Titan

What made the Huygens landing interesting, besides being the first landing on an outer solar system body, is the parachute system chosen for landing. Huygens was to gather data of Titan's atmosphere, this meant that the requirements on the parachute system were not just a safe landing, it had to fly slowly through the atmosphere. This lead to an Entry Descent and Landing phase that lasted for about 2.5 hours.

Entry, Descent and Landing

Entry occurred at 11:13 CET at an altitude of 1270 km above the atmosphere of Titan. The frontal heat shield slowed the capsule to 400 m/s, where the pilot chute was activated. This parachute removed the back thermal protection system allowing for the deployment of the 8.3 m main parachute. Forty-two seconds after the pilot chute actuated, the frontal thermal protection system was released. This allowed the instruments to be exposed to the atmosphere. This occurs at about 160 km altitude. At about 125 km the main parachute was cut away, and a smaller drogue parachute was deployed. This increased the velocity of the vehicle from about 40 m/s to 100 m/s just before drogue parachute deployment. This was done as Huygens did not have sufficient battery power for the slow descent. The fear was that if the main parachute were not cut away, there would not be enough power for surface measurements. However, as the atmosphere of Titan is about 1.25 the earth atmosphere, and the mass of the capsule was only 318 kg, it still landed with about 5 m/s. Huygens did not have a dedicated landing system but was designed to land on many types of surfaces, including liquid and solid surfaces. 

In order to study Titan more intensively, a new mission is proposed. This mission, called Dragonfly is a rotorcraft that will study multiple locations on Titan. The mission is planned to launch in 2027 and land on Titan in 2036. The rotorcraft will descent through the Titan atmosphere using a 3.75m diameter aeroshell to protect the rotorcraft from the heat and re-entry loads. The thermal protection system is similar to the one used on the perseverance rover and is made out of PICA.

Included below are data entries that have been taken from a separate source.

PR #1365, opened 2019-07-23
Install libksh.so when building shared library

DanySpin97:
This is the latest fix required to make ksh work when building shared library. Prior to this commit, the linking phase succeeded but at runtime it complains about libksh.so not being installed.

### DIFF
--- a/src/cmd/ksh93/meson.build
+++ b/src/cmd/ksh93/meson.build
@@ -24,7 +24,7 @@ libksh = library('ksh', ksh93_files,
                  include_directories: [configuration_incdir, ksh93_incdir],
                  c_args: shared_c_args,
                  dependencies: [libm_dep, libexecinfo_dep, libdl_dep, libsocket_dep, libnsl_dep],
-                 install: false)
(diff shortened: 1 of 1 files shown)


src/cmd/ksh93/meson.build
```diff
@@ -24,7 +24,7 @@ libksh = library('ksh', ksh93_files,
                  include_directories: [configuration_incdir, ksh93_incdir],
                  c_args: shared_c_args,
                  dependencies: [libm_dep, libexecinfo_dep, libdl_dep, libsocket_dep, libnsl_dep],
-                 install: false)
+                 install: true)
```
siteshwar: It should be built and linked statically. Are you building it as shared library ?

siteshwar: Sorry, I missed the commit message. This line should be written as:

```
install: get_option('default_library') == 'shared')
```

DanySpin97: Yea, you're right. Fixed.

siteshwar:
@DanySpin97 Thanks for the fix.

Issue #1367, opened 2019-07-28
functions fmtmatch() and fmtre() to convert between glob and ERE patterns are buggy


krader1961:
I recently added many more API tests of the `fmtre()` and `fmtmatch()` functions. Primarily to see if I could improve test coverage to acceptable levels. However, the API tests don't actually verify that the patterns are equivalent; only that the conversion produces the expected, but possibly incorrect, output. So I just added (not yet commited) tests to *src/cmd/ksh93/tests/sh_match.sh* to verify the patterns produce the same results when used in a shell script. Not surprisingly some patterns are incorrectly converted:

```
<E> sh_match[450]: pattern #13 ere |^x\!y$| and glob |x\!y| produce diff output
<E> sh_match[450]: pattern #20 ere |^x|y$| and glob |@(x|y)| produce diff output
<E> sh_match[450]: pattern #31 ere |^x\a|b$| and glob |@(xa|b)| produce diff output
<E> sh_match[493]: pattern #13 ere |^x\!y$| and glob |x!y| produce diff output
<E> sh_match[493]: pattern #21 ere |^x|y$| and glob |x|y| produce diff output
<E> sh_match[493]: pattern #34 ere |^z.?a$| and glob |~(E)z.?a| produce diff output
<E> sh_match[493]: pattern #38 ere |^x\a|b$| and glob |x\a|b| produce diff output
```

Notice that most of the failures involve patterns that use the alternation, `|`, operator. Consider the ERE `^x|y$`. That means match lines that begin with `x` or end with `y`. But the glob produced by `fmtmatch()` is `@(x|y)`. That means match lines that are one char in length where that char is `x` or `y`. In other words the generated glob is actually equivalent to the ERE `^(x|y)$`.
 
These functions are cool but I would never trust there output and therefore would never use them. If we were evaluating whether they should be added to the project I would have voted no. Sadly, even though it is highly unlikely any ksh script is using this feature we can't afford to break backward compatibility by removing it.

krader1961:
P.S., The way to use these in a script is to do something like this:

```
glob=$(print -f '%P' -- "$ere")
[[ "$line" = $glob ]] && print matches
ere=$(print -f '%R' -- "$glob")
[[ "$line" =~ $ere ]] && print matches
```

PR #1368, opened 2019-07-28
Test glob <=> ere conversion

krader1961:
When converting between globs and EREs it is a good idea to verify the
generated pattern matches the same lines as the original pattern.

Related #1367

### DIFF
--- a/src/cmd/ksh93/tests/sh_match.sh
+++ b/src/cmd/ksh93/tests/sh_match.sh
@@ -411,12 +411,121 @@ function test_nomatch
     [[ $got == "$expect" ]] || log_error 'unset submatches not handled correctly'
 }
 
-# run tests
+# ========
+# This is a regexp to extract pattern to pattern entries from related API unit test source. It emits
+# the patterns in a form this script can easily use; i.e., the two patterns separated by a tab.
+# See the next two test functions.
+p2p_sep=$'\t'
+p2p_re=$'/ tests\\[\\] =/,/NULL, NULL/s/^.*{"\\(.*\\)", "\\(.*\\)"},$/\\1\t\\2/p'
+# Generate a list of files from the source tree of the project. Then generate a file containing some
+# text from those files.
+find "$SRC_ROOT/src" -type f > glob2ere.files
+: > glob2ere.txt
+while read file
+do
+    sort --random-sort $file | head -5 >> glob2ere.txt
+done < glob2ere.files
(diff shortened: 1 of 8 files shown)


src/cmd/ksh93/tests/sh_match.sh
```diff
@@ -411,12 +411,131 @@ function test_nomatch
...
-# run tests
+# ========
+# This is a regexp to extract pattern to pattern entries from related API unit test source. It emits
+# the patterns in a form this script can easily use; i.e., the two patterns separated by a tab.
+# See the next two test functions.
+p2p_sep=$'\t'
+p2p_re=$'/ tests\\[\\] =/,/NULL, NULL/s/^.*{"\\(.*\\)", "\\(.*\\)"},$/\\1\t\\2/p'
+# These patterns are known not to be correctly converted to a glob. We still test them but only
+# issue a warning rather than failing the test. See https://github.com/att/ast/issues/1367.
+typeset -A ere2glob_blacklist
```
siteshwar: Definition of `ere2glob_blacklist` and `glob2ere_blacklist` can go in respective function definitions.

src/cmd/ksh93/tests/sh_match.sh
```diff
@@ -411,12 +411,131 @@ function test_nomatch
...
+glob2ere_blacklist['x\a|b']=1
+
+# ========
+# This is related to unit test API/string/fmtmatch. The difference is this uses ksh to convert the
+# pattern then uses ksh to verify both patterns match the same lines.
+function test_ere2glob {
+    # Generate a list of files from the source tree of the project.
+    # Then generate a file containing some text from those files.
+    find "$SRC_ROOT/src" -type f > ere2glob.files
+    : > ere2glob.txt
```
siteshwar: Why do you need a separate step to create this file ?

src/cmd/ksh93/tests/sh_match.sh
krader1961: I originally had them in their respective functions. I moved them here to emphasize how the two sets are related to each other. Bit of a coin toss as to which location is better.

src/cmd/ksh93/tests/sh_match.sh
krader1961: Because it's moderately expensive and both functions need some randomly generated text. I originally had this in each test function but when I noticed how expensive it is (especially on Cygwin) decided to hoist it to cut the cost in half.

Two parachutes are then used to make sure Dragonfly has a soft landing. First, at 134km above the surface, at Mach 1.5 a 4.5m diameter Disk-Gap Band (DGB) supersonic parachute is deployed. Because of the atmosphere, the drogue parachute phase lasts up to 80min. At 4km the drogue parachute pulls out a 13.4m DGB which is used for approximately 20min until at 1.2km the lander is released. After which the rotorcraft descends on its own for the remainder until touchdown [2].